_PROBLEM_. Scan the listing for "which" and copy out each line that has it.

#####

PR #6565, opened 2026-05-13
fix: include port in external host check for redirect actions

### LINKED ISSUE #5549: [Bug]: Unable to redirect to app it self using appBridge Redirect action
### Description of the issue

When I tried to use the `Redirect` action on `appBridge` with the address `http://localhost:3000/page` while developing locally, the action failed, and the following message was displayed in the console:

```
Couldn't handle Redirect action properly, this should not happen
```

After checking the source code, I found that when the dashboard handles a redirect, it determines the correct way to execute the redirect. If it cannot find an appropriate method, it logs this message and fails.

https://github.com/saleor/saleor-dashboard/blob/0b33b71cda3d1a5f7724ce5c8de5a4102ec5a869/src/apps/components/AppFrame/appActionsHandler.ts#L120-L137

The correct behavior in this case would be to treat the URL `http://localhost:3000/page` as external, since the dashboard is running at `http://localhost:9000`. However, when we examine the logic behind the `isExternalHost` function, we see that it only compares hostnames:

https://github.com/saleor/saleor-dashboard/blob/0b33b71cda3d1a5f7724ce5c8de5a4102ec5a869/src/apps/components/AppFrame/appActionsHandler.ts#L28

And since:

```js
new URL('http://localhost:3000/page').hostname
// localhost

window.location.hostname
// localhost
```

It incorrectly determines that this is **not** an external URL, which prevents the redirect action from being executed, resulting in the failure.

I encountered this issue on `localhost`, but I believe the flawed logic for determining whether an address is external could also affect some production setups.

1. Run the Saleor Dashboard locally at `http://localhost:9000`.
2. In your app, attempt to trigger a Redirect action via appBridge with a URL such as `http://localhost:3000/page`.
3. Observe the browser console.

### What did you expect to happen?

The app should treat `http://localhost:3000/page` as an external URL (since it's on a different port) and perform a redirect.

### Additional information

_No response_

### Environment

Browser and version: Chrome 135.0.7049.95
OS and version: Linux
Dashboard version: v3.20.6
Core version: v3.20.33

MD-Mushfiqur123:
The \isExternalHost\ function only compared \hostname\, causing \localhost:3000\ and \localhost:9000\ to be treated as the same host. Changed to compare \.host\ which includes the port number.

Closes #5549

### DIFF
--- a/.changeset/plenty-mangos-pull.md
+++ b/.changeset/plenty-mangos-pull.md
@@ -1,0 +1,5 @@
+---
+"saleor-dashboard": patch
+---
+
+Fixed `appBridge` redirects to treat different ports on the same domain as different origins (for example `localhost:3000` vs `localhost:8000`).
--- a/src/extensions/views/ViewManifestExtension/components/AppFrame/appActionsHandler.ts
+++ b/src/extensions/views/ViewManifestExtension/components/AppFrame/appActionsHandler.ts
@@ -29,7 +29,7 @@ const createResponseStatus = (actionId: string, ok: boolean): DispatchResponseEv
     ok,
   },
 });
-const isExternalHost = (host: string) => new URL(host).hostname !== window.location.hostname;
+const isExternalHost = (host: string) => new URL(host).host !== window.location.host;
 const isLocalPath = (path: string) => path.startsWith("/");
 const useHandleNotificationAction = () => {
   const notify = useNotifier();


NyanKiyoshi (approved):
Thanks @MD-Mushfiqur123!

lkostrowski (approved):

PR #203, opened 2015-06-01
Spring security extension webmvc

mrioan:


examples/spring-security-webmvc/src/main/java/tutorial/WebAppInitializer.java
```diff
@@ -36,21 +40,23 @@ public void onStartup(ServletContext sc) throws ServletException {
...
         //Stormpath Filter
         FilterRegistration.Dynamic filter = sc.addFilter("stormpathFilter", new DelegatingFilterProxy());
         EnumSet<DispatcherType> types =
                 EnumSet.of(DispatcherType.ERROR, DispatcherType.FORWARD, DispatcherType.INCLUDE, DispatcherType.REQUEST);
         filter.addMappingForUrlPatterns(types, false, "/*");
 
+        //Spring Security Filter
+        FilterRegistration.Dynamic securityFilter = sc.addFilter(AbstractSecurityWebApplicationInitializer.DEFAULT_FILTER_NAME, DelegatingFilterProxy.class);
+        securityFilter.addMappingForUrlPatterns(EnumSet.allOf(DispatcherType.class), false, "/*");
+
```
maranai: Please remove this extra line

extensions/spring/stormpath-spring-security-webmvc/src/main/java/com/stormpath/spring/config/StormpathMethodSecurityConfiguration.java
```diff
@@ -0,0 +1,48 @@
...
+import com.stormpath.spring.security.authz.permission.evaluator.WildcardPermissionEvaluator;
+import org.springframework.context.annotation.Bean;
+import org.springframework.context.annotation.Configuration;
+import org.springframework.security.access.PermissionEvaluator;
+import org.springframework.security.access.expression.method.DefaultMethodSecurityExpressionHandler;
+import org.springframework.security.access.expression.method.MethodSecurityExpressionHandler;
+import org.springframework.security.config.annotation.method.configuration.EnableGlobalMethodSecurity;
+import org.springframework.security.config.annotation.method.configuration.GlobalMethodSecurityConfiguration;
+import org.springframework.security.config.annotation.web.configuration.EnableWebSecurity;
+
```
maranai: I think this blank line can be removed as well

extensions/spring/stormpath-spring-security-webmvc/src/main/java/com/stormpath/spring/config/StormpathWebSecurityConfiguration.java
```diff
@@ -0,0 +1,128 @@
...
+     *             if an error occurs
+     */
+    @Override
+    protected final void configure(AuthenticationManagerBuilder auth) throws Exception {
+        auth.authenticationProvider(stormpathAuthenticationProvider);
+        config(auth);
+    }
+
+    protected void config(AuthenticationManagerBuilder auth) throws Exception {
+    }
```
maranai: Can this method be overridden to specify config security settings? If so, add a comment letting users know how can it be used. Similar to what you did for the config method above.

omgitstom:
@lhazlewood The java team is blocked on this until you give you input

extensions/spring/stormpath-spring-security-webmvc/src/main/java/com/stormpath/spring/config/StormpathLoginSuccessHandler.java
```diff
@@ -0,0 +1,62 @@
...
+import java.io.IOException;
+
+/**
+ * @since 1.0.RC4.3
+ */
+@Component
+public class StormpathLoginSuccessHandler extends SavedRequestAwareAuthenticationSuccessHandler {
+
+    @Autowired
+    protected StormpathWebMvcConfiguration stormpathWebMvcConfiguration;
```
lhazlewood: We should never auto-wire configuration objects into Beans.  Configuration sits at a level 'above' and external to the beans used by the application.  Instead, you should inject the beans the component depends on directly, and preferably interfaces.  For example:

```java
@Autowired
@Qualifier("stormpathAuthenticationResultSaver")
private Saver<Account> authenticationResultSaver;
```

Notice that the interface is specified, but because there are a few instances of this, we have to qualify it.

It is ok to autowire configuration objects in tests if you're asserting the state of the config object directly, but, like Spring XML, the beans should never have 'knowledge' of the configuration mechanism itself.

extensions/spring/stormpath-spring-security-webmvc/src/main/java/com/stormpath/spring/config/StormpathWebSecurityConfiguration.java
```diff
@@ -0,0 +1,128 @@
...
+@EnableWebMvcSecurity
+@ComponentScan
+@EnableGlobalMethodSecurity(prePostEnabled = true, securedEnabled = true)
+public class StormpathWebSecurityConfiguration extends WebSecurityConfigurerAdapter {
+
+    @Autowired
+    protected StormpathAuthenticationProvider stormpathAuthenticationProvider;
+
+    @Autowired
+    protected StormpathWebMvcConfiguration stormpathWebMvcConfiguration;
```
lhazlewood: Don't autowire config objects - instead, autowire the beans that are required.

The reason for this is that config objects can change, or be broken up if they become too big, or moved around, etc.  The important thing for this class to function is the beans themselves, not the config object, so we shouldn't have an explicit dependency on a Config instance.

extensions/spring/stormpath-spring-security-webmvc/src/main/java/com/stormpath/spring/config/StormpathLogoutHandler.java
```diff
@@ -0,0 +1,44 @@
...
+import javax.servlet.http.HttpServletResponse;
+
+/**
+ * @since 1.0.RC4.3
+ */
+@Component
+public class StormpathLogoutHandler implements LogoutHandler {
+
+    @Autowired
+    protected StormpathWebMvcConfiguration stormpathWebMvcConfiguration;
```
lhazlewood: Please inject the necessary bean(s), not the config object.

extensions/spring/stormpath-spring-security-webmvc/src/main/java/com/stormpath/spring/config/StormpathWebSecurityConfiguration.java
```diff
@@ -0,0 +1,128 @@
...
+                .successHandler(stormpathLoginSuccessHandler)
+                .usernameParameter("login")
+                .passwordParameter("password")
+                .and()
+                .logout()
+                .logoutUrl(stormpathWebMvcConfiguration.stormpathInternalConfig().getLogoutUrl())
+                .logoutSuccessUrl(stormpathWebMvcConfiguration.stormpathInternalConfig().getLogoutNextUrl())
+                .addLogoutHandler(stormpathLogoutHandler)
+                .and()
+                .httpBasic()
```
lhazlewood: what about our OAuth support, forgotPassword, etc?  All of these views/controllers need to be supported.

extensions/spring/stormpath-spring-security-webmvc/src/main/java/com/stormpath/spring/config/StormpathWebSecurityConfiguration.java
```diff
@@ -0,0 +1,128 @@
...
+     *            the {@link HttpSecurity} to be modified
+     * @throws Exception
+     *             if an error occurs
+     * @see #config(org.springframework.security.config.annotation.web.builders.HttpSecurity)
+     */
+    @Override
+    protected final void configure(HttpSecurity http) throws Exception {
+        http
+                .formLogin()
+                .loginPage(stormpathWebMvcConfiguration.stormpathInternalConfig().getLoginUrl())
```
lhazlewood: Before adding a url and handler to HttpSecurity, we need to check 2 things:

1.  Did the user specify their own config for that value on the HttpSecurity object?  If so, we shouldn't override it.
2.  Is that url/handler enabled as indicated by the `stormpath.web.FEATURE_NAME.enabled` property value?  Only then should we modify the corresponding method(s) on the HttpSecurity object.

extensions/spring/stormpath-spring-security-webmvc/src/main/java/com/stormpath/spring/config/StormpathSpringSecurityConfiguration.java
```diff
@@ -24,10 +24,9 @@
...
 import org.springframework.context.annotation.Bean;
 import org.springframework.context.annotation.Configuration;
-import org.springframework.context.annotation.PropertySource;
 
 /**
- * @since 1.0
+ * @since 1.0.RC4.3
  */
 @SuppressWarnings("SpringFacetCodeInspection")
 @Configuration
```
lhazlewood: This class belongs in the stormpath-spring-security module - there is nothing 'web' specific about it.

Another config would need to be created that incorporates web-only concepts that depends on things defined in the stormpath-spring-security config class.

lhazlewood: Additionally, we shouldn't expect users to configure class names - that's not really idiomatic for Spring.  Instead, we should provide a set of default bean instances and they can create their own and override them if they want custom logic.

#####

_WRITTEN ANSWER_.
It incorrectly determines that this is **not** an external URL, which prevents the redirect action from being executed, resulting in the failure.
The \isExternalHost\ function only compared \hostname\, causing \localhost:3000\ and \localhost:9000\ to be treated as the same host. Changed to compare \.host\ which includes the port number.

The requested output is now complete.